Vivian estava com dezesseis anos, mas aparentava ter mais, uma bela cigana diga-se de passagem.
— Você também era — ela disse, como se me analisasse.
— Então, acho que todas crescemos — respondi desconfortável com aquela garota ainda me encarando.
— Eu soube que o Ian te escolheu.
— Ainda não tem nada formalizado, o pai dele está viajando, e...
— Eu sempre fui apaixonada por ele, fiz de tudo para que me notasse, achei que fosse me escolher, mas isso não aconteceu.
— Eu sinto muito, por...
— Não, você não sente, você não sabe como estou quebrada por dentro, e não me olhe com pena, eu não preciso dela.
— Não estou te olhando com pena, só não sei o que quer de mim.
— O Ian é uma das melhores pessoas que conheci, e não quero que sofra nas mãos de uma mulher que não o mereça.
— Ele também é uma das melhores pessoas que conheci, e não quero que sofra. Só não estou entendendo o motivo de sua visita, nunca fomos amigas, pelo que eu me lembre — cruzei os braços à sua frente com uma expressão rígida.
— Nem seremos — disse ela com um sorriso sarcástico. — Eu sei que você brigou com a Brenda por conta do filho do patrão.
— Eu não briguei com ela por conta de ninguém, discutimos por conta da maneira preconceituosa como ela vem me tratando.
— Indiferente — ela respondeu se levantando. — Eu não me importo com seus rolos, mas com a felicidade do meu primo, então vigia, cigana. Estou de olho em você.
— Está agindo como se eu o tivesse obrigado a pedir a minha mão, eu sequer sabia que faria isso.
— O Ian não ficou todo esse tempo solteiro para jogar sua vida no lixo por conta de uma cigana que não sabe qual é o seu lugar.

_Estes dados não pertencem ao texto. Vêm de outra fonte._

PR #7381, opened 2022-10-23
Update of item ID 5054 according to kRO

Pokye:

* **Server Mode**: PRE/RENEWAL

* **Description of Pull Request**: Recently, kRO updated item id 5054 (Assassin Mask) to (Popcorn_Hair), I added the item information, and changed the information I used before item id 5054 (https://www.divine-pride.net/database/item/5054/ ) to 5096 ( https://www.divine-pride.net/database/item/5096/ )


db/pre-re/item_db_equip.yml
```diff
@@ -25687,19 +25687,15 @@ Body:
...
-      Assassin: true
-      Priest: true
+    Weight: 300
     Locations:
-      Head_Low: true
+      Head_Top: true
     ArmorLevel: 1
-    EquipLevelMin: 70
-    View: 180
+    View: 1895
```
Atemo, line 25698: For me, the item shouldn't be changed in pre-re. Whoever wants to use pre-re should also use a pre-re client because there is a lot of change between the items description in pre-re and re

Pokye: but item ID 5054 affects both **custom/itemmail.txt** and **quests/seals/sleipnir_seal.txt** as both are used in PRE/RE

PR #7404, opened 2022-11-04
Removed the strange ACK function concept

Lemongrass3110:

* **Server Mode**: Both

Cleans up packet database a little more.
Turned some more packets into structs.


src/map/status.cpp
```diff
@@ -12815,8 +12815,9 @@ int status_change_start(struct block_list* src, struct block_list* bl,enum sc_ty
 			break;
 		case SC_C_MARKER:
 			//Send mini-map, don't wait for first timer triggered
-			if (src->type == BL_PC && (sd = map_id2sd(src->id)))
-				clif_crimson_marker(sd, bl, false);
+			if( src->type == BL_PC && ( sd = (struct map_session_data*)( src ) ) ){
+				clif_crimson_marker( *sd, *bl, false );
+			}
```
vstumpf, line 12820: we don't use sd later, so can we just do something like
```suggestion
			if (src->type == BL_PC) {
				clif_crimson_marker(*(struct map_session_data *)(src), *bl, false);
			}
```
imo it's cleaner, but it's up to you

Lemongrass3110: Dont ask me why, but it is used below right now, but i dont think it is correct XD
I like your change better

aleos89 (approved):

PR #7413, opened 2022-11-07
Update warper npc

idk-whoami:
* **Addressed Issue(s)**: 

* **Server Mode**: re

* **Description of Pull Request**: updating the warper npc


Atemo (approved):

vstumpf:
Personally I don't think we should keep the labels sorted, just add to the end. We can keep the menu options sorted, 
Can we change the registered warps at the bottom of the file too?

Lemongrass3110:
> Personally I don't think we should keep the labels sorted, just add to the end. We can keep the menu options sorted, Can we change the registered warps at the bottom of the file too?

Agree with @vstumpf here. There is no use of sorting them.
This is not necessary and there are a lot of changes in this PR that hide the actual changes because of this.

Personally I do not even understand why it is making use of labels, after making everything so dynamic and everything is maintained via functions and arrays and then for the core feature we go back to a hardcoded menu? O_o
But this is not a problem of this PR.

Atemo:
Checked and tested, it's good for me so I took the initiative to merge it.
Thank you for your work !

Issue #7420, opened 2022-11-09
DynamicNPC shouldn't use in instance dungeon


attackjom:
### Is your request related to a missing official feature?

Yes

### Describe the solution you'd like

according to this patch note -> https://ro.gnjoy.com/news/notice/View.asp?BBSMode=10001&seq=7584&curpage=6

`- In all MD-type dungeons, a separate NPC cannot be called due to items, etc. is modified.`

dynamic npc can't use in instance dungeon.

PR #7429, opened 2022-11-10
Block dynamic NPCs in instances

Lemongrass3110:
* **Addressed Issue(s)**: #7420

* **Server Mode**: Both

Adds a mapflag to block the use of dynamic NPCs on certain maps.

Thanks to @attackjom


aleos89 (approved):

idk-whoami:
I think if there is no reply to the client and no mapserver message should be displayed.

image

```
[Debug]: Source (NPC): FAKE_NPC (invisible/not on a map)
[Debug]: Source (NPC): FAKE_NPC is located in: (null)
[Debug]: Source (NPC): FAKE_NPC (invisible/not on a map)
[Debug]: Source (NPC): FAKE_NPC is located in: (null)
[Debug]: Source (NPC): FAKE_NPC (invisible/not on a map)
[Debug]: Source (NPC): FAKE_NPC is located in: (null)
```

Atemo:
This debug is probably because the script command `duplicate_dynamic` return `SCRIPT_CMD_FAILURE` when the player already have a dynamic npc on
https://github.com/rathena/rathena/blob/master/src/map/script.cpp#L25233

idk-whoami:
I fixed /src/map/script.cpp follow up to #7415 it works
Thanks to @Atemo

Issue #758, opened 2015-11-16
Hp displayed when dead


Atemo:
Hash : e27697072317820cab4ef1e551ec50de46fc73a7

— Então diga isso a ele e o convença a desistir, ainda dá tempo — dei de ombros.
— Eu não tenho que dizer nada, você está dando corda para se prender sozinha.
— Se gosta tanto assim dele, lute, ainda não se casou, ficar aqui me ameaçando não vai ajudar em nada.
— Eu já estou de casamento marcado com outro cigano, e apesar de não parecer, estou bem com isso.
— Então porque se deu ao trabalho de vir até aqui me aporrinhar as ideias?
— Eu conheço a história que motivou a rigidez de nossas regras, e se tiver que te denunciar ao conselho, não duvide que tenho coragem.
— Denunciar o que, garota, não estou fazendo nada!
— Ande na linha, ou eu te atropelo.
— Eu também conheço a história, e você deveria cuidar da tua vida!
— Ei, o que está acontecendo aqui? — Alejandro surgiu rapidamente ao ouvir minha voz exaltada.
— Ela já está de saída — falei com uma expressão fechada.
— Vigia, cigana — ela gesticulou se afastando. — O conselho existe para manter a ordem.
— E a língua para ficar dentro da boca!
— O que foi isso, gente? — Ariane veio apressada.
— Só mais um dia normal na minha nada mole vida — dei tapinhas em seu ombro e fui para dentro. — Ótimo, pelo visto eu tenho uma rival cigana!